Problem to work on:
Where does "with" occur in the listing? Copy every line that holds it.

Exercise data:
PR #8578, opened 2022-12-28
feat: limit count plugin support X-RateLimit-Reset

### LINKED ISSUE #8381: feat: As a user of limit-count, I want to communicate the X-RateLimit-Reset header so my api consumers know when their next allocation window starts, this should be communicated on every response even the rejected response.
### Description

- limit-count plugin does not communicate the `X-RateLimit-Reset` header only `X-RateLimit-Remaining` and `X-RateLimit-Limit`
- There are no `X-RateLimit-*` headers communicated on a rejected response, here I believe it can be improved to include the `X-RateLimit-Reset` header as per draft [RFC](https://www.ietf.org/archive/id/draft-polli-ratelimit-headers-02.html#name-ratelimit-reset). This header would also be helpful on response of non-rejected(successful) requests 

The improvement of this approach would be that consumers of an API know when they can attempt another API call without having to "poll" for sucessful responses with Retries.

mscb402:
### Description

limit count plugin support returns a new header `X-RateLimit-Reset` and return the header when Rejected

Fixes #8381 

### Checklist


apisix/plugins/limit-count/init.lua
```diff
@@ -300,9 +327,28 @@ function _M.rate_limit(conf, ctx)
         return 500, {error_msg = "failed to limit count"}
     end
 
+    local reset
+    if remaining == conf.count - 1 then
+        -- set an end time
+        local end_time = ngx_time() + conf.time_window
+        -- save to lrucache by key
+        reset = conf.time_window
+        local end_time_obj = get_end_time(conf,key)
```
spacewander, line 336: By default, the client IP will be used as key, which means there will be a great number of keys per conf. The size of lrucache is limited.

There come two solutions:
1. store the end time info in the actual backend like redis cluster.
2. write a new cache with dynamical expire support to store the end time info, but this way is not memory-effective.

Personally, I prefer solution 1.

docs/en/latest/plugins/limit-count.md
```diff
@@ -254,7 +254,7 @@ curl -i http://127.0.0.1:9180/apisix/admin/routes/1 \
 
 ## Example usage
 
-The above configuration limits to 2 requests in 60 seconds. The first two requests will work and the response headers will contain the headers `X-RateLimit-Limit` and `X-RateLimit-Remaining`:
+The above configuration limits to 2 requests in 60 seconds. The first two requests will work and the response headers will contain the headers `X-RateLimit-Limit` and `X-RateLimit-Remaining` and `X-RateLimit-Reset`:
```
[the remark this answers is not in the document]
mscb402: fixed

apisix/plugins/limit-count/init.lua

* * *

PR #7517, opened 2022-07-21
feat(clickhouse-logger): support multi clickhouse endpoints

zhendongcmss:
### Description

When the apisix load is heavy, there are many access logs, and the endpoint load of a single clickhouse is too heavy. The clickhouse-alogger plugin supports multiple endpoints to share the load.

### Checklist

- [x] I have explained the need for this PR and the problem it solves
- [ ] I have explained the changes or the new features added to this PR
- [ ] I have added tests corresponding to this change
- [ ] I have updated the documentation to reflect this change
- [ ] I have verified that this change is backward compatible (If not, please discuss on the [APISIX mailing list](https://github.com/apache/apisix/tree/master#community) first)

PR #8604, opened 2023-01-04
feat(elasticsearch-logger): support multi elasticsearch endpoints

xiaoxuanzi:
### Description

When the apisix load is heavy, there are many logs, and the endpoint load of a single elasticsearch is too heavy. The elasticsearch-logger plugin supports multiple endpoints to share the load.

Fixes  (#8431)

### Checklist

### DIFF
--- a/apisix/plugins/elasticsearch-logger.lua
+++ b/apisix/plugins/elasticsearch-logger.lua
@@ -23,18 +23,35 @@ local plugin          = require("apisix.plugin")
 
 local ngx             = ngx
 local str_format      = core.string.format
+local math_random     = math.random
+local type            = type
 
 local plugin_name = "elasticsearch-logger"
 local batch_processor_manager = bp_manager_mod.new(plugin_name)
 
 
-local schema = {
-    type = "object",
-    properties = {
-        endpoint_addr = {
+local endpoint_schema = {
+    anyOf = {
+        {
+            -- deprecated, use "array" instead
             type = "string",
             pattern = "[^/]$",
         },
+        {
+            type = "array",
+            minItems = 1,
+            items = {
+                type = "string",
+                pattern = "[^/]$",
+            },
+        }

---

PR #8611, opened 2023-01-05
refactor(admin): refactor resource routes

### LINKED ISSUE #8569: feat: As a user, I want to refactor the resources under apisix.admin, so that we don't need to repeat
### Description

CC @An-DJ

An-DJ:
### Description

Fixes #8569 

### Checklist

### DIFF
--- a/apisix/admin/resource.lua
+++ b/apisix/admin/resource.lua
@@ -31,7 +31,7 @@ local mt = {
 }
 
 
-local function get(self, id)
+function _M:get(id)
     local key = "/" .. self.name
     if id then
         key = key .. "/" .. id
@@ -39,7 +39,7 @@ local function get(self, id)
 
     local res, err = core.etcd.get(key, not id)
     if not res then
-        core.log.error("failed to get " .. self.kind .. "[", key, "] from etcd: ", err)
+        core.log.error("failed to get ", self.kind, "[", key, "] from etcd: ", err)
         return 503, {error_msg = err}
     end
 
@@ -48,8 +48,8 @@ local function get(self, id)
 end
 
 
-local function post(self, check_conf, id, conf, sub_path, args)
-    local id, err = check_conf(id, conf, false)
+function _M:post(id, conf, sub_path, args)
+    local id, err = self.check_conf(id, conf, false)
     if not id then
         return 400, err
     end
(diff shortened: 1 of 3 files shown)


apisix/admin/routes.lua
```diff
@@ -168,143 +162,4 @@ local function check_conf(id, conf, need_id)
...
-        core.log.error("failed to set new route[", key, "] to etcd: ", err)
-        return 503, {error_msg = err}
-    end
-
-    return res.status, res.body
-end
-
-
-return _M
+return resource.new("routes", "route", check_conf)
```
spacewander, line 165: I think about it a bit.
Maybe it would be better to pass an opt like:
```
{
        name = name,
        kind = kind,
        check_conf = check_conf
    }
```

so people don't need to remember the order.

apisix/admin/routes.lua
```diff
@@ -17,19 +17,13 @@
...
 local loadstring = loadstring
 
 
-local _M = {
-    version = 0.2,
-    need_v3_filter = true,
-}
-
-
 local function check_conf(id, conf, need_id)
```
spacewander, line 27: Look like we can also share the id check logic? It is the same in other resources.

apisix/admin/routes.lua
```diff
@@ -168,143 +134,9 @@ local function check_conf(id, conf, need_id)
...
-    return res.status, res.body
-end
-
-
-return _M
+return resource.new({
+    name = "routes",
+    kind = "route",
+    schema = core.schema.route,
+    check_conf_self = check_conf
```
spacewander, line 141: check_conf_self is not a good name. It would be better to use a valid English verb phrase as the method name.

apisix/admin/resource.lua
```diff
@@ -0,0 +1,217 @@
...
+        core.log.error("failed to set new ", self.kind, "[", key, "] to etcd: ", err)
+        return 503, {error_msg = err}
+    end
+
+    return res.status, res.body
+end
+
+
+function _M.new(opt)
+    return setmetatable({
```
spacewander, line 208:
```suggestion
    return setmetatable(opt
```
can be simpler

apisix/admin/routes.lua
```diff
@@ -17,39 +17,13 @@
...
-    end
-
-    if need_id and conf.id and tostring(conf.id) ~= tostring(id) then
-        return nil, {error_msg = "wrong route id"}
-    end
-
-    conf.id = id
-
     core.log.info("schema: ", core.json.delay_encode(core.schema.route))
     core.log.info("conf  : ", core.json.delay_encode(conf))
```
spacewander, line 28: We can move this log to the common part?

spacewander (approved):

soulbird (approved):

Written response:
The improvement of this approach would be that consumers of an API know when they can attempt another API call without having to "poll" for sucessful responses with Retries.
2. write a new cache with dynamical expire support to store the end time info, but this way is not memory-effective.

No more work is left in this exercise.